Creating a StreamSets environment

Create a StreamSets environment to configure Data Collector engines and the compute resources for the flows and jobs in your project.

About this task

When you create an environment, you specify the following information:
  • Data Collector engine version
  • Stage libraries to install on the engine
  • Number of VPCs allocated to the engine, which determines your StreamSets compute resources
  • Engine advanced configuration

After you save the environment, you cannot change the engine version or the number of VPCs allocated to the engine.

Procedure

  1. On the Manage tab of your project, click the StreamSets tool.
  2. Click New environment.
  3. Configure the following properties:
    Property Description
    Name Name of the environment.
    Description Optional description that informs your team of the environment use case.
    Data Collector engine version Data Collector engine version to run.
  4. In the Configure details section, configure the following properties:
    Property Description
    Stage libraries Stage libraries to install on the engine. The installed stage libraries determine the stages, such as sources and targets, that you can use in flows.

    You can use the default stage libraries to get started. To install more, click Select stage libraries.

    External resources Archive file that contains the external resources that are used by the engine. The archive file must be in TGZ or compressed file format, use the required directory structure, and be imported as a data asset in your project.
    VPCs allocated to engine Number of VPCs allocated to the engine container.

    Default is 4, which meets the processing needs for most streaming use cases.

    The number of VPCs determines your StreamSets compute resources.

  5. Optionally, expand the Resource thresholds section and modify the following thresholds. You can use the defaults to get started.
    Threshold Description
    Max CPU load

    Maximum percentage of CPU in the container that an engine can use. When an engine equals or exceeds this threshold, new jobs do not start on the engine.

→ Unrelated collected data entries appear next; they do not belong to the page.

PR #2292, opened 2021-09-23
Analyzer test infra improvements

sbomer:
This makes the analyzer test validation more similar to the linker test validation and adds extra reporting when tests fail. The change caught a few differences between the linker and analyzer behavior:
- Analyzer was producing cctor warnings - so I removed that
- Analyzer was producing duplicate warnings for RUC properties set in attributes
- Analyzer behavior for reference to a testcase dependency assembly was already fixed

As part of this I also had to tweak the logic for checking whether a diagnostic originates from a particular member.

### DIFF
--- a/src/ILLink.RoslynAnalyzer/RequiresAnalyzerBase.cs
+++ b/src/ILLink.RoslynAnalyzer/RequiresAnalyzerBase.cs
@@ -96,14 +96,6 @@ namespace ILLink.RoslynAnalyzer
 				}, OperationKind.ObjectCreation);
 
 				context.RegisterOperationAction (operationContext => {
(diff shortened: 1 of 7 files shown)


sbomer:
@mateoatr once this is ready I plan to merge the changes from main into the DAM feature branch. These changes should make it easier to add coverage by sharing tests with the linker. PTAL when you have a chance!

mateoatr:
This LGTM. I think we are almost on-par with what we have under `VerifyLoggedMessages` in the linker's result checker! It would be good to try to start sharing code between that and the analyzer's test checker.

mateoatr (approved):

    This threshold is monitored with engine versions 6.4 and later.

    Default is 80.

    Max memory used

    Maximum percentage of the configured Java heap size that an engine can use. When an engine equals or exceeds this threshold, new jobs do not start on the engine.

    This threshold is monitored with engine versions 6.4 and later.

    Default is 100.

    Max jobs running

    Maximum number of jobs that can run on an engine at the same time. When an engine equals this threshold, new jobs do not start on the engine.

    This threshold is monitored with engine versions 6.4 and later.

    Default is 10.

  6. Optionally, expand the Advanced configuration section and define the following configurations:
    Advanced configuration Description
    Data Collector engine properties Data Collector configuration properties for advanced use cases, including using a custom keystore file for more secure HTTPS communication, enabling the use of credential stores, configuring the engine to send emails from an Email executor included in a flow, or developing custom stages.
    Log4j2 properties Engine log configuration properties for modifying the log level or customizations for advanced use cases.
    JVM options Java virtual machine (JVM) options for the engine.
    Environment variables Environment variables added to the engine run command.
    Docker command options Docker or Podman command options added to the engine run command.
    Custom CA certificate Custom CA certificate for connecting to systems that use self-signed certificates.
  7. Click Save.
  8. Complete the listed prerequisites. Then, copy and run the engine command to run an engine for this environment.

    For detailed steps, see Running a Data Collector engine.